___ SOURCE RECORDS ___

PR #277, opened 2017-09-23
DM-11957: Cannot round-trip >7th degree Chebyshev photometry models

r-owen:


include/lsst/afw/table/types.h
```diff
@@ -25,20 +25,20 @@
...
-#define AFW_TABLE_ARRAY_FIELD_TYPES std::uint16_t, int, float, double
+#define AFW_TABLE_ARRAY_FIELD_TYPE_N 5
+#define AFW_TABLE_ARRAY_FIELD_TYPES std::uint16_t, int, float, double, std::uint8_t
 #define AFW_TABLE_ARRAY_FIELD_TYPE_TUPLE BOOST_PP_LPAREN() AFW_TABLE_ARRAY_FIELD_TYPES BOOST_PP_RPAREN()
 
 // Field types: all the types we allow for fields.
-#define AFW_TABLE_FIELD_TYPE_N 12
+#define AFW_TABLE_FIELD_TYPE_N 14
 #define AFW_TABLE_FIELD_TYPES                                                                        \
     AFW_TABLE_SCALAR_FIELD_TYPES, Flag, std::string, Array<std::uint16_t>, Array<int>, Array<float>, \
```
pschella: Unrelated, but is there any reason why we use `Array<int>` while the scalar is specifically qualified as `std::int32_t`?

python/lsst/afw/table/base/base.cc
```diff
@@ -103,11 +103,13 @@ PyBaseRecord declareBaseRecord(py::module &mod) {
     declareBaseRecordOverloads<double>(cls, "D");
     declareBaseRecordOverloads<float>(cls, "F");
     declareBaseRecordOverloads<lsst::afw::table::Flag>(cls, "Flag");
+    declareBaseRecordOverloads<std::uint8_t>(cls, "B");
```
pschella: I really think we should add some kind of type trait at some point to standardize the suffixes. Such that we can say `lsst::utils::default_suffix<std::uint8_t>::value` and always get the same one.
Maybe not now, since it leads to the slightly tricky problem of compile-time string concatenation, but perhaps file a new ticket for it? If you agree that is.

src/fits.cc
```diff
@@ -87,6 +87,10 @@ struct FitsType<char> {
     static int const CONSTANT = TSTRING;
 };
 template <>
+struct FitsType<signed char> {
+    static int const CONSTANT = TSBYTE;
+};
+template <>
 struct FitsType<unsigned char> {
     static int const CONSTANT = TBYTE;
 };
```
pschella: Any reason we don't specifically also specialize for `std::uint8_t`? I know it maps on most platforms, but it doesn't have to.

src/table/FieldBase.cc
```diff
@@ -20,6 +20,10 @@ template <typename T>
 struct TypeTraits;
 
 template <>
+struct TypeTraits<std::uint8_t> {
+    static char const *getName() { return "B"; }
```
pschella: Ok, so we have one. Then why don't we use it everywhere? Preferably pulling it up to `utils`?
In that case I would still modify it slightly such that it can be used in `constexpr` contexts (e.g. one can use it in a `switch` or something).

include/lsst/afw/formatters/Utils.h
```diff
@@ -167,6 +171,16 @@ std::string formatFitsProperties(lsst::daf::base::PropertyList const& prop,
...
 
+/**
+ * Encode a std::string as a vector of uint8
+ */
+ndarray::Array<std::uint8_t, 1, 1> stringToBytes(std::string const &str);
+
+/**
+ * Decode a std::string from a vector of uint8 returned by stringToBytes
+ */
+std::string bytesToString(ndarray::Array<std::uint8_t const, 1, 1> bytes);
```
pschella: Why pass by value?

src/formatters/Utils.cc
```diff
@@ -286,6 +286,24 @@ std::string formatFitsProperties(daf::base::PropertyList const& prop,
 int countFitsHeaderCards(lsst::daf::base::PropertySet const& prop) {
     return prop.paramNames(false).size();
 }
+
+ndarray::Array<std::uint8_t, 1, 1> stringToBytes(std::string const& str) {
+    auto nbytes = str.size() * sizeof(char) / sizeof(std::uint8_t);
```
pschella: `sizeof(typename std::string::value_type)`? Or do we trust the user to update this if they switch the input to some other string type?

src/formatters/Utils.cc
```diff
@@ -286,6 +286,24 @@ std::string formatFitsProperties(daf::base::PropertyList const& prop,
...
+    std::uint8_t const* byteCArr = reinterpret_cast<std::uint8_t const*>(str.data());
```
pschella: So we don't do any formal encoding? Hmm, I'm very worried that this will create problems when the data is read on a different platform then the one it was written.

include/lsst/afw/table/types.h
r-owen: I have no idea. @TallJimbo?

src/fits.cc
r-owen: I'm not sure. I am copying existing code which may be based on this entry in the CFITSIO documentation: https://heasarc.gsfc.nasa.gov/docs/software/fitsio/quick/node9.html. It is true that the entry refers to images (it was the only such mention I found).

(begin quote)
The datatype parameter specifies the datatype of the C array in the program, which need not be the same as the datatype of the FITS image itself. If the datatypes differ then CFITSIO will convert the data as it is read or written. The following symbolic constants are allowed for the value of datatype:
  TBYTE     unsigned char
  TSBYTE    signed char
  TSHORT    signed short
  TUSHORT   unsigned short
  TINT      signed int
  TUINT     unsigned int
  TLONG     signed long
  TLONGLONG signed 8-byte integer
  TULONG    unsigned long
  TFLOAT    float
  TDOUBLE   double
(end quote)

include/lsst/afw/formatters/Utils.h
r-owen: I'll change it. It shouldn't matter because ndarray uses a pointer to the data internally, but it will be more obviously safe if I change it.

src/formatters/Utils.cc
r-owen: In my code if somebody changes the argument type then the code will continue to operate correctly (though I hate to think what will happen when reading old persisted data). In your suggested change the type appears in two different places which increases the risk that they will go out of synch if somebody changes the type of the `str` argument. So I think my code is safer than yours. What am I missing?

src/formatters/Utils.cc
r-owen: Discussed on the JIRA ticket with the resolution that we will file another ticket to look at this and use this code for now.

src/table/FieldBase.cc
r-owen: These characters are FITS table characters. I'm not sure I'd want to use it anywhere else.

I don't understand your suggested modification but respectfully suggest that any significant refactoring should go into a new ticket.

python/lsst/afw/table/base/base.cc
r-owen: I agree this code would benefit from a cleanup pass. But I'm not comfortable enough with type traits to have an opinion on this exact issue.

src/formatters/Utils.cc
r-owen: I don't see why your suggested change is any better -- my code and yours both seem to need updating if a user changes the type of the `str` argument. For the length computation to be safe if the type of `str` changes perhaps we want `sizeof(str[0])`?

Of course if the type of the `str` argument changes then old persisted data will probably not unpersist correctly.

r-owen: `std::string::data` is documented to return `const char *` so I think the current code is safest.

include/lsst/afw/table/types.h
TallJimbo: `std::int32_t` would be better, but changing it would require concerted changes across a lot of the codebase.  Should probably be spun off into another ticket.

python/lsst/afw/table/base/base.cc
TallJimbo: This is another issue that is worth doing as a separate ticket.

src/fits.cc
TallJimbo: Yes, as @r-owen said, this is limited by what cfitsio supports.

PR #278, opened 2017-09-26
DM-12025: make Transform pickleable

PaulPrice:
The key functionality was already present (readString, writeString
methods) and just needed to be hooked up to the pickle machinery
and tested.


python/lsst/afw/math/interpolate.cc
```diff
@@ -82,6 +82,8 @@ PYBIND11_PLUGIN(_interpolate) {
             "x"_a, "y"_a, "style"_a = Interpolate::AKIMA_SPLINE);
 
     mod.def("stringToInterpStyle", stringToInterpStyle, "style"_a);
+    mod.def("lookupMaxInterpStyle", lookupMaxInterpStyle, "n"_a);
+    mod.def("lookupMinInterpPoints", lookupMinInterpPoints, "style"_a);
```
r-owen: It would be much appreciated if you could add a few simple unit tests for these (including `stringToInterpStyle`).

PR #279, opened 2017-09-29
DM-12061: Eliminate test warnings in test_methods.py

r-owen:
Use `unittest.assertWarns` if available to check that deprecated
asserts raise `DeprecationWarning`. If the version of Python
is too old for unittest to have `assertWarngs` then use a
null context manager instead (and pytest will issue warnings).

### DIFF
--- a/tests/test_maskedImageIO.py
+++ b/tests/test_maskedImageIO.py
@@ -39,7 +39,7 @@ import tempfile
 
 from builtins import object
 import numpy as np
-import pyfits
+import astropy.io
 
 import lsst.utils
 import lsst.utils.tests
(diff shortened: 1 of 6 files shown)


r-owen:
Good question. The unittest documentation says of `assertWarns`: "This method works regardless of the warning filters in place when it is called". I double checked that by running the test as follows:
```
python -W ignore::DeprecationWarning tests/test_methods.py
```

tests/test_maskedImageIO.py
```diff
@@ -39,7 +39,7 @@
 
 from builtins import object
 import numpy as np
-import pyfits
+import astropy.io
```
timj: Many people do this as `import astropy.io.fits as pyfits` to minimize code impact but that is probably more confusing in the long term since it leaves the `pyfits` string in the code.

r-owen: Agreed. I considered `from astropy.io import fits` but felt it was too ambiguous, and in at least one case `fits` was already used as a variable.

timj: Looking at other AFW code this should be plain `import astropy.io.fits` (we don't want to import all the other astropy IO plugins).

timj:
In case my comment got lost when I attached it to a line; I think we need `import astropy.io.fits` and not `import astropy.io` since I don't think we want to import *all* the I/O plugins.

r-owen:
Sorry, I missed that. I'll fix in on DM-10765

r-owen:
I also found and fixed another instance in test_wcsFitsTable.py on that same ticket.

PR #280, opened 2017-09-30
DM-10765: Replace existing WCS classes with SkyWcs

r-owen:


r-owen:
@TallJimbo I am happy to undo hoisting ellipses, but wanted to at least ask about hoisting a few symbol, e.g. Quadrupole and Ellipse?

TallJimbo:
Yup, those two at least sound fine (in fact, I think `Ellipse` was hoisted into `afw.geom` in the past, or maybe just in C++).

include/lsst/afw/geom/SkyWcs.h
```diff
@@ -170,18 +170,14 @@ class SkyWcs final : public table::io::PersistableFacade<SkyWcs>, public table::
...
      * Return the WCS as FITS WCS metadata
      *
-     * @param[in] precise  If True then a "fairly precise" representation is required
-     *   (one with no significant deviation from linear over 100x100 pixels).
-     *   If false then write a local TAN approximation if a precise representation is not possible.
-     *
-     * @warning AST cannot yet write out SIP terms as FITS WCS metadata (though we are trying to get
-     * that capability added). Thus if precise=true, this method this will fail for a TAN-SIP WCS
-     * that has significant distortion.
+     * @param[in] precise  Fail if the WCS WCS cannot be represented to sufficient precision as a FITS WCS?
```
rearmstr: duplicate "WCS"

src/geom/SkyWcs.cc
```diff
@@ -220,7 +219,9 @@ std::shared_ptr<daf::base::PropertyList> SkyWcs::getFitsMetadata(bool precise) c
             throw LSST_EXCEPT(lsst::pex::exceptions::RuntimeError,
                               "Could not represent this SkyWcs using FITS-WCS metadata");
         } else {
-            // A large FitsTol was not sufficient; write a local TAN WCS approximation
+            // A large FitsTol was not sufficient; get a local TAN WCS approximation
```
rearmstr: I don't understand this comment here.  What is FitsTol?

src/geom/SkyWcs.cc
```diff
@@ -220,7 +219,9 @@ std::shared_ptr<daf::base::PropertyList> SkyWcs::getFitsMetadata(bool precise) c
...
+            // to the PIXELS to TANwrite a local TAN WCS approximation
```
rearmstr: typo "TANwrite"

tests/test_skyWcs.py
```diff
@@ -304,6 +304,19 @@ def safeOffset(crval, direction, amount):
...
+        """Check SkyWcs.getFitsMetadata for a WCS that cannot be represented as a FITS-WCS
+        """
+        # the modified WCS should not be representable as pure FITS-WCS
+        self.assertFalse(wcs.isFits)
+        with self.assertRaises(RuntimeError):
+            wcs.getFitsMetadata(True)
+
+        # the approximation returned by getFitsMetadata is poor (pure TAN) until DM-13170
+        wcsFromMetadata = makeSkyWcs(wcs.getFitsMetadata(False))
+        bbox = Box2I(Point2I(0, 0), Extent2I(2000, 2000))  # arbitrary but reasonable
```
rearmstr: elsewhere you have changed the (0,0) point to something else.  Do you want to use that here as well?

tests/test_exposure.py
```diff
@@ -70,7 +70,7 @@ class ExposureTestCase(lsst.utils.tests.TestCase):
 
     def setUp(self):
         maskedImage = afwImage.MaskedImageF(inFilePathSmall)
-        maskedImageMD = afwImage.readMetadata(inFilePathSmall)
+        maskedImageMD = lsst.afw.fits.readMetadata(inFilePathSmall)
```
rearmstr: In other files you've imported readMetadata itself.  I don't have a strong opinion on which one to use, but I think it should be consistent.

src/formatters/Utils.cc
```diff
@@ -55,45 +55,56 @@ namespace {
 /**
 Format a PropertySet into a FITS header string (exactly 80 characters per "card", no line terminator)
 
-This function is designed to format data for creating a WCS. It truncates long string
-values and skips properties whose type it cannot handle.
+This function is designed to format data for creating a WCS. As such, it is quite limited:
```
rearmstr: Is there a need to repeat this comment in the "cc" file since it is already in the header?

tests/data/makeOldWcsFitsFiles.py
```diff
@@ -0,0 +1,154 @@
...
+    tanWcs.writeFits("oldTanWcs.fits")
+
+    tanSipWcsMetata = getTanSipWcsMetata()
+    tanSipWcs = makeWcs(tanSipWcsMetata)
+    tanSipWcs.writeFits("oldTanSipWcs.fits")
+
+
+def getTanWcsMetata():
+    metadata = PropertyList()
+    # the following was fit using CreateWcsWithSip from meas_astrom
```
rearmstr: Was this really created with "CreateWcsWithSip" since there are no Sip terms?

include/lsst/afw/math/warpExposure.h
```diff
@@ -461,7 +462,7 @@ int warpImage(DestImageT &destImage,                 ///< remapped %image
 template <typename DestImageT, typename SrcImageT>
 int warpImage(DestImageT &destImage,
               SrcImageT const &srcImage,
-              geom::TransformPoint2ToPoint2 const & destToSrc,
```
rearmstr: I'm not following why the directions are swapped for all these transforms.  Were they incorrect before?

include/lsst/afw/geom/SpanSet.h
```diff
@@ -216,6 +217,12 @@ class SpanSet : public afw::table::io::PersistableFacade<lsst::afw::geom::SpanSe
      */
     std::shared_ptr<SpanSet> transformedBy(XYTransform const &t) const;
```
rearmstr: Is the XYTransform version still being kept?

src/formatters/ExposureFormatter.cc
```diff
@@ -452,8 +449,8 @@ void ExposureFormatter<ImagePixelT, MaskPixelT, VariancePixelT>::delegateSeriali
     if (ip == 0) {
         throw LSST_EXCEPT(pex::exceptions::RuntimeError, "Serializing non-Exposure");
     }
-    std::shared_ptr<image::Wcs> wcs = ip->getWcs();
-    ar& * ip->getMetadata() & ip->_maskedImage& wcs;
+    std::shared_ptr<geom::SkyWcs const> wcs = ip->getWcs();
+    ar& * ip->getMetadata() & ip->_maskedImage;  // & wcs; // TODO: replace this with what?
```
rearmstr: Why is the wcs removed here?  Do we no longer serialize it as before?

src/geom/SkyWcs.cc
r-owen: Good catch. The comment was out of date. For the record: FitsTol is something AST uses to decide if it can write a WCS out as FITS header cards; code a few lines above sets it very small and that's the only time it's ever set. At one time the code below this comment tried setting it larger to see if AST could write a useful approximation, but I decided the current code was simpler and produced better results.

tests/test_exposure.py
r-owen: The only time I do not use "from lsst.afw.fits import readMetadata" is if the file uses several other symbols from the same library (as for any library). In this case there's only one other symbol so I'll import both. But 2 or 3 is my preferred limit.

src/formatters/Utils.cc
r-owen: The reason I did it is because it applies to formatFitsProperties in the .h file and formatFitsPropertiesImpl in the .cc file. I'll replace the detailed description with `See @ref formatFitsProperties for details.`

tests/data/makeOldWcsFitsFiles.py
r-owen: Good catch. The comment belonged to `getTanSipWcsMetata`. I've cleaned that up.

include/lsst/afw/geom/SpanSet.h
r-owen: Yes. It is likely that we can remove the XYTransform versions of most or all code once this ticket is merged, but that should be a different ticket and likely an RFC as well.

src/formatters/ExposureFormatter.cc
r-owen: SkyWcs is serialized in an entirely different way. Note that ExposureFormatter.cc is probably dead code.

include/lsst/afw/math/warpExposure.h
r-owen: The version of warpImage that takes a Transform was modified to use the same direction as the one that takes an XYTransform because the Transform version was not yet in wide use and the XYTransform version was heavily used. This is mentioned in my community post about the changes https://community.lsst.org/t/replacing-wcs-and-tanwcs-with-skywcs/2531/2

src/formatters/ExposureFormatter.cc
PaulPrice: I could be wrong, but I think the butler still uses the formatter stuff.

PR #281, opened 2017-10-04
DM-11473: Add SpherePoint(long, lat, unit) constructor

r-owen:


tests/test_spherePoint.py
```diff
@@ -128,6 +128,14 @@ def testCopyConstructor(self):
         spcopy = SpherePoint(sp)
         self.assertEqual(sp, spcopy)
 
+    def testDoubleConstructor(self):
```
kfindeisen: `DoubleConstructor` is potentially ambiguous. Maybe `SharedUnitConstructor`?

src/geom/SpherePoint.cc
```diff
@@ -63,7 +63,8 @@ Angle haversine(Angle const& deltaLon, Angle const& deltaLat, double cosLat1, do
 }
 }  // end namespace
 
-SpherePoint::SpherePoint(double const lonLatRad[2]) : _longitude(lonLatRad[0]), _latitude(lonLatRad[1]) {}
+SpherePoint::SpherePoint(double longitude, double latitude, AngleUnit units)
+        : _longitude(longitude * units), _latitude(latitude * units) {}
```
kfindeisen: I can't believe I overlooked this: please add input validation for `latitude` (as implied by the documentation) and test it. The easiest way to implement input validation is to delegate to the `(Angle, Angle)` constructor.

r-owen: Sorry I missed this the first time. I'll add shortly it in a new ticket.

PR #283, opened 2017-10-04
DM-12102: add input validation for SpherePoint(double, double, AngleUnits) constructor

r-owen:


tests/test_spherePoint.py
```diff
@@ -135,6 +135,10 @@ def testDoubleDoubleUnitsConstructor(self):
         self.assertEqual(sp2, SpherePoint(1.1 * radians, -0.6 * radians))
         with self.assertRaises(TypeError):
             SpherePoint(-42.0, 45.0)  # units must be specified
+        with self.assertRaises(pexEx.InvalidParameterError):
+            SpherePoint(-42.0, 91.0, degrees)  # latitude out of range
+        with self.assertRaises(pexEx.InvalidParameterError):
+            SpherePoint(-42.0, -91.0, degrees)  # latitude out of range
```
kfindeisen: Could you also add a test that e.g. negative longitudes get wrapped correctly? (Possibly as part of `testGetLongitudeValue` rather than here, since that's where the tests are done for the original constructor).

kfindeisen: I don't know if you want the other tests from `testInit2ArgErrors`, like infinite latitude.

r-owen:
I greatly expanded the testing of the new `SpherePoint(double, double, AngleUnit)` constructor and integrated it into testing of the `SpherePoint(Angle, Angle)` constructor. I also took the liberty of switching to the new constructor in some places where it made the test easier to read. Please have another look.

tests/test_spherePoint.py
```diff
@@ -92,26 +92,37 @@ def positions():
...
-        """Test if 2-argument form of __init__ handles invalid input.
+    def testLongLatConstructors(self):
+        """Test that the longitude, latitude constructors handle invalid input.
         """
         # Latitude should be checked for out-of-range.
         for lat in self._poleLatitudes:
             with self.assertRaises(pexEx.InvalidParameterError):
                 SpherePoint(0.0*degrees, self.nextUp(lat))
             with self.assertRaises(pexEx.InvalidParameterError):
+                SpherePoint(0.0, self.nextUp(lat).asDegrees(), degrees)
```
kfindeisen: Might be cleaner to call `np.nextafter` directly, or modify `nextUp` and `nextDown` to work on floating-point numbers.

tests/test_spherePoint.py
```diff
@@ -155,8 +154,7 @@ def testInitNArgFail(self):
     def testGetLongitudeValue(self):
         """Test if getLongitude() returns the expected value.
         """
-        for lon, lat in self._dataset:
-            point = SpherePoint(lon, lat)
+        def checkGetLongitudeValue(point, lon, lat):
```
kfindeisen: I think this is a bit too long to treat as a lambda. Consider making a private member of `SpherePointTestSuite` for readability.

tests/test_spherePoint.py
```diff
@@ -191,8 +193,7 @@ def testTicket1394(self):
     def testGetLatitudeValue(self):
         """Test if getLatitude() returns the expected value.
         """
-        for lon, lat in self._dataset:
-            point = SpherePoint(lon, lat)
+        def checkGetLatitudeValue(point, lon, lat):
```
kfindeisen: Again, having this in `checkGetLatitudeValue` breaks up the flow of the code.

tests/test_spherePoint.py
```diff
@@ -212,21 +217,29 @@ def testGetVectorValue(self):
...
 
             # Convert back to spherical.
             newLon, newLat = SpherePoint(newVector)
-            self.assertAlmostEqual(newLon.asDegrees(), lonLat[0])
-            self.assertAlmostEqual(newLat.asDegrees(), lonLat[1])
+            self.assertAlmostEqual(newLon.asDegrees(), lon.asDegrees())
+            self.assertAlmostEqual(newLat.asDegrees(), lat.asDegrees())
+
+        for lonLatDeg, vector in pointList:
+            # Convert to Point3D.
```
kfindeisen: Does this comment belong inside `checkGetVector`?

tests/test_spherePoint.py
```diff
@@ -212,21 +217,29 @@ def testGetVectorValue(self):
             ((0.0, 90.0), afwGeom.Point3D(0.0, 0.0, 1.0)),
         ]
 
-        for lonLat, vector in pointList:
-            # Convert to Point3D.
-            point = SpherePoint(lonLat[0]*degrees, lonLat[1]*degrees)
+        def checkGetVector(point, lon, lat, vector):
```
kfindeisen: Long lambda.

tests/test_spherePoint.py
```diff
@@ -275,17 +288,26 @@ def testTicket1761(self):
...
-            [SpherePoint(42.0*degrees, self.nextUp(0.0*radians - lat)) for lat in self._poleLatitudes] + [
-            SpherePoint(afwGeom.Point3D(9.9e-7, 0.0, 1.0)),
-            SpherePoint(afwGeom.Point3D(9.9e-7, 0.0, -1.0)),
-            SpherePoint(0.0*degrees, nan*degrees),
-        ]
+        poleList = \
+            [SpherePoint(42.0*degrees, lat) for lat in self._poleLatitudes] + \
+            [SpherePoint(42.0, lat.asDegrees(), degrees) for lat in self._poleLatitudes] + \
+            [SpherePoint(42.0*degrees, 0.0*radians - lat) for lat in self._poleLatitudes] + \
+            [SpherePoint(42.0, (0.0*radians - lat).asDegrees(), degrees) for lat in self._poleLatitudes] + \
```
kfindeisen: `-lat.asDegrees()` would be more concise.

Actually, since I added a negation operator to `Angle`, all the references to `0.0*radians` can probably be removed.

tests/test_spherePoint.py
```diff
@@ -333,8 +360,7 @@ def testGetItemError(self):
     def testGetItemValue(self):
         """Test if indexing returns the expected value.
         """
-        for lon, lat in self._dataset:
-            point = SpherePoint(lon, lat)
+        def checkGetItemValue(point, lon, lat):
```
kfindeisen: Long lambda.

tests/test_spherePoint.py
r-owen: The current code is a bit clumsy but is obviously the same test, which I think is worth the clumsiness. I like the fact that nextUp works on Angles and am reluctant to change that.

kfindeisen: I meant "in addition to Angles", but ok.

tests/test_spherePoint.py
r-owen: Technically that this is not a "lambda", since Python uses the keyword `lambda` for those. But I understand and will make them methods.

r-owen: I reverted all the new in-line functions and am using better iteration instead. This really cleans up the code.

tests/test_spherePoint.py
r-owen: No idea. It's gone now.

tests/test_spherePoint.py
```diff
@@ -188,38 +207,43 @@ def testGetLatitudeValue(self):
...
+                SpherePoint(lon, lat),
+                SpherePoint(lon.asDegrees(), lat.asDegrees(), degrees),
+                SpherePoint(lon.asRadians(), lat.asRadians(), radians),
+            ):
+                newVector = point.getVector()
+                self.assertIsInstance(newVector, afwGeom.Point3D)
+                for oldElement, newElement in zip(vector, newVector):
+                    self.assertAlmostEqual(oldElement, newElement)
+
+                # Convert back to spherical.
```
kfindeisen: If you're removing the "Convert to Point3D" comment, you might remove this one as well

tests/test_spherePoint.py
```diff
@@ -61,6 +61,16 @@ def setUp(self):
...
         ]
 
+    @property
+    def pointSet(self):
+        for lon, lat in self._dataset:
+            for point in (
+                SpherePoint(lon, lat),
+                SpherePoint(lon.asDegrees(), lat.asDegrees(), degrees),
+                SpherePoint(lon.asRadians(), lat.asRadians(), radians),
+            ):
```
kfindeisen: Very thorough!

tests/test_spherePoint.py
```diff
@@ -147,23 +160,29 @@ def testInitNArgFail(self):
...
-
-                # Longitude not guaranteed to match input at pole
-                if not point.atPole():
-                    # assertAnglesAlmostEqual handles angle wrapping internally
-                    self.assertAnglesAlmostEqual(lon, point.getLongitude())
+            for point in (
+                SpherePoint(lon, lat),
+                SpherePoint(lon.asDegrees(), lat.asDegrees(), degrees),
+                SpherePoint(lon.asRadians(), lat.asRadians(), radians),
+            ):
```
kfindeisen: Why not just use `self.pointSet`?

tests/test_spherePoint.py
```diff
@@ -188,38 +207,43 @@ def testGetLatitudeValue(self):
...
-            # data representation
-            if point.isFinite():
-                self.assertGreaterEqual(point.getLatitude().asDegrees(), -90.0)
-                self.assertLessEqual(point.getLatitude().asDegrees(), 90.0)
-                self.assertAnglesAlmostEqual(lat, point.getLatitude())
+            for point in (
+                SpherePoint(lon, lat),
+                SpherePoint(lon.asDegrees(), lat.asDegrees(), degrees),
+                SpherePoint(lon.asRadians(), lat.asRadians(), radians),
+            ):
```
kfindeisen: Again, use `self.pointSet` instead of a double loop.

tests/test_spherePoint.py
r-owen: I do this in two places because in those places the test needs the input longitude or latitude and pointSet does not provide them. I considered a property pointLonLatSet but I felt it was excessive clutter for just two tests.

tests/test_spherePoint.py
r-owen: Sure. I thought I had reverted the other comment to its original place but maybe not. I'll remove both of them as I don't think they add much.

tests/test_spherePoint.py
kfindeisen: Good point. A comment explaining that might be helpful, though.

___

§ EXERCISE AIM
Show all lines from the data above in which the word "declareBaseRecordOverloads" appears.

§ WRITTEN RESPONSE
     declareBaseRecordOverloads<double>(cls, "D");
     declareBaseRecordOverloads<float>(cls, "F");
     declareBaseRecordOverloads<lsst::afw::table::Flag>(cls, "Flag");
+    declareBaseRecordOverloads<std::uint8_t>(cls, "B");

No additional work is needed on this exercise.